However, TIA patients early after the onset are at very high risk of stroke. According to a population-based study of early risk of stroke after TIA or minor stroke by the Oxford Vascular Study, the estimated risks of recurrent stroke at 7 days, 1 month, and 3 months after a TIA were 8.0, 11.5, and 17.3%, respectively [5]. In addition, it has been reported that in patients who experienced stroke within 2 weeks after the onset of TIA, approximately 30% of stroke cases occurred within 24 h [2]. Therefore, TIA should be recognized to be an emergency requiring immediate evaluation and starting treatment.


There is no global consensus on the definition of TIA. In the classical criteria, TIA is defined as focal neurologic brain or retinal ischemic symptoms which disappear within 24 h [6]. However, the TIA Working Group in the United States defined TIA as brain or retinal ischemic symptoms within 1 h of the duration without responsible ischemic lesions [7]. Afterwards, the American Heart Association/American Stroke Association redefined TIA as transient focal ischemic symptoms in the brain, retina, or spinal cord without evidence of ischemic lesion regardless of the duration of symptoms [8].

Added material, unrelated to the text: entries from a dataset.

Issue #172, opened 2018-10-11
Support for CRUD sub resources in the Client


shawn-hurley:
Currently, I do not see a way to use subresources from the client. 

I suggest that we add a variadic argument for subresources. example: https://github.com/kubernetes/client-go/blob/master/dynamic/interface.go#L32

Or we may need to add the subresources to the Options for functions that already have a variadic?

coderanger:
There is limited support for the status subresource via https://github.com/kubernetes-sigs/controller-runtime/blob/master/pkg/client/client.go#L143

liyinan926:
I have a similar use case here that needs to evict pods instead of simply deleting them, using the eviction subresource of Pod.

DirectXMan12:
/kind feature

We had some initial ideas for how to design this, but I think the interface needs potential a bit more work.  For instance, should we do `client.Subresource("name").Update(obj)`?  Can we discover `name` from the object?  (maybe?).  Thoughts and usecases always welcome :-)

shawn-hurley:
So your thinking that we have a `subresoureces` Client, that has an interface containing `Create`, `Update`, `Delete` and `Get` that look exactly the same as the current interface?

I don't understand how we could determine the subresources for the object, could you explain what you had in mind would love to look into this.

I am assuming that we would want to keep the StatusWriter because it is so common that the helper makes sense?

DirectXMan12:
Depending on the subresource, we could use a RESTMapper to convert a Kind to the corresponding subresource entry in discovery, IIRC, but I haven't confirmed that -- it's just an initial thought off the top of my head.  This doesn't work with subresources like status, though (even though we deal with status separately).  I'd be curious to see what seemed more readable or ergonomic.

jrthrawny:
Is this issue looking for help? I have a need for doing the client supporting subresources such as `get pods/log`

DirectXMan12:
yeah.  In general, anything in CR that doesn't have someone working on it is open for help -- I tend to apply the help-wanted tag a bit less in cases where the design might be a bit thorny or that might require serious apimachinery spelunking, but if you're up for some back and forth on design, I'm happy to have someone working on it :-)

cadedaniel:
[...]

PR #2072, opened 2022-11-28
:warning: Add client.SubResourceWriter

alvaroaleman:
This change adds a SubResourceWriter to the client package that can be used to Create, Update or Patch arbitrary subresources.

This fixes the majority of  https://github.com/kubernetes-sigs/controller-runtime/issues/172, the only thing missing for it to close would be to add subresource Get, as I think there is no existing usage of subresource Delete.

Relative to https://github.com/kubernetes-sigs/controller-runtime/pull/1922 the main changes are:
* Use distinct options for subresource Update and Patch which makes this a breaking change
* Add subresource Create, needed for example for ServiceAccount tokens

Supersedes and thereby closes https://github.com/kubernetes-sigs/controller-runtime/pull/1922
Supersedes and thereby closes https://github.com/kubernetes-sigs/controller-runtime/pull/2015

/cc @fillzpp @joelanford @sbueringer

### DIFF
--- a/pkg/client/interfaces.go
+++ b/pkg/client/interfaces.go
@@ -82,20 +82,64 @@ type Writer interface {
 // StatusClient knows how to create a client which can update status subresource
 // for kubernetes objects.
 type StatusClient interface {
-	Status() StatusWriter
+	Status() SubResourceWriter
 }
 
-// StatusWriter knows how to update status subresource of a Kubernetes object.
-type StatusWriter interface {
+// SubResourceClient knows how to create a client which can update subresource
+// for kubernetes objects.
+type SubResourceClient interface {
+	// SubResource returns a subresource client for the named subResource. Known
+	// upstream subResources are:
+	// - ServiceAccount tokens:
+	//     sa := &corev1.ServiceAccount{ObjectMeta: metav1.ObjectMeta{Namespace: "foo", Name: "bar"}}
+	//     token := &authenticationv1.TokenRequest{}
+	//     c.SubResourceClient("token").Create(ctx, sa, token)
+	//
+	// - Pod evictions:
+	//     pod := &corev1.Pod{ObjectMeta: metav1.ObjectMeta{Namespace: "foo", Name: "bar"}}
+	//     c.SubResourceClient("eviction").Create(ctx, pod, &policyv1.Eviction{})
+	//
+	// - Pod bindings:
+	//     pod := &corev1.Pod{ObjectMeta: metav1.ObjectMeta{Namespace: "foo", Name: "bar"}}
+	//     binding := &corev1.Binding{Target: corev1.ObjectReference{Name: "my-node"}}
+	//     c.SubResourceClient("binding").Create(ctx, pod, binding)
+	//
+	// - CertificateSigningRequest approval:
+	//     csr := &certificatesv1.CertificateSigningRequest{
+	//	     ObjectMeta: metav1.ObjectMeta{Namespace: "foo", Name: "bar"},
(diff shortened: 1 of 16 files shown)


pkg/client/options.go
```diff
@@ -67,6 +67,24 @@ type DeleteAllOfOption interface {
...
 
+// SubResourceUpdateOption is some configuration that modifies options for a update request.
+type SubResourceUpdateOption interface {
+	// ApplyToUpdate applies this configuration to the given update options.
+	ApplyToSubResourceUpdate(*SubResourceUpdateOptions)
+}
+
+// SubResourceCreateOption is some configuration that modifies options for a create request.
+type SubResourceCreateOption interface {
+	// ApplyToCreate applies this configuration to the given create options.
```
padlar, line 78: fun name is not updated in the comment

pkg/client/options.go
```diff
@@ -67,6 +67,24 @@ type DeleteAllOfOption interface {
 	ApplyToDeleteAllOf(*DeleteAllOfOptions)
 }
 
+// SubResourceUpdateOption is some configuration that modifies options for a update request.
+type SubResourceUpdateOption interface {
+	// ApplyToUpdate applies this configuration to the given update options.
```
padlar, line 72: fun name not updated in comment

pkg/client/typed_client.go
```diff
@@ -168,8 +167,32 @@ func (c *typedClient) List(ctx context.Context, obj ObjectList, opts ...ListOpti
 		Into(obj)
 }
 
-// UpdateStatus used by StatusWriter to write status.
-func (c *typedClient) UpdateStatus(ctx context.Context, obj Object, opts ...UpdateOption) error {
+func (c *typedClient) CreateSubResource(ctx context.Context, obj Object, subResource Object, subResourceName string, opts ...SubResourceCreateOption) error {
```
FillZpp, line 170: `subResource` is an `Object` in `CreateSubResource` but a `string` in `UpdateSubResource` and `PatchSubResource`.
How about name it `subResourceObj Object` so that `subResource` can all be the string of name?

pkg/client/interfaces.go
```diff
@@ -82,27 +82,72 @@ type Writer interface {
...
 type StatusClient interface {
-	Status() StatusWriter
+	Status() SubResourceWriter
 }
 
-// StatusWriter knows how to update status subresource of a Kubernetes object.
-type StatusWriter interface {
+// SubResourceClient knows how to create a client which can update subresource
+// for kubernetes objects.
+type SubResourceClient interface {
```
FillZpp, line 90: Should we add a TODO comment for SubResourceReader and those non-CRUD subresources?

alvaroaleman: Not sure, I think by then we would rename the `SubResourceWriter`

FillZpp:
Whoops, didn't notice it is approved, maybe I should have added a /hold. Not sure if someone else has any comment.

andriisoldatenko:
In the original PR https://github.com/kubernetes-sigs/controller-runtime/pull/1922, there was a problem with updating the finalizer. 

Can someone please explain how to implement it with the new `client.SubResourceWriter`, assuming we want to update ONLY the finalizer of deployment and don't have permission to update the entire object?

Thanks in advance, and sorry for commenting merged PR.

sbueringer:
I dont' know how to do it, but I would recommend opening a new issue. If that is already possible directly with client-go we might be able to infer from that how it could be done with the controller-runtime client.

I think in any case it would be good to have an example / test covering that scenario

New Concept of Acute Cerebral Ischemia


Distribution of the duration of TIA with positive MRI diffusion-weighted image (DWI) is continuous without any specific cutoff point (fig. 3) [9]. A pooled analysis of 808 patients from 10 centers demonstrated that DWI-positive lesions were present in 33%, and these DWI lesions frequently evolve into chronic ischemic lesions on follow-up T2 or fluid-attenuated inversion recovery images [9]. Thus, it is not possible to differentiate TIA from ischemic stroke by symptom duration. Finally, TIA and acute ischemic stroke (AIS) are on the same spectrum of acute ischemic syndrome in the central nervous system.


In the TIAregistry.org (www.tiaregistry.org), which is an international, multicenter cooperative, investigator-driven, web-based observational study, the members in the first steering committee meeting (2008 in Paris) proposed a new concept termed acute cerebrovascular syndrome (ACVS), which includes TIA in acute settings and AIS. The concept of ACVS is comparable to acute coronary syndrome (ACS; fig. 4). When a focal symptomatic reversible ischemia occurs in the brain, it is called TIA, and when a focal symptomatic irreversible ischemia occurs in the brain, it is called AIS. On the other hand, when a focal symptomatic reversible ischemia occurs in the heart, it is called unstable angina (UA), and when a focal symptomatic irreversible ischemia occurs in the heart, it is called acute myocardial infarction (AMI). Finally, UA and AMI are categorized into ACS; they share a single pathophysiological mechanism, that is rupture of unstable plaque followed by formation of platelet-rich thrombi to plug up coronary arteries [10, 11].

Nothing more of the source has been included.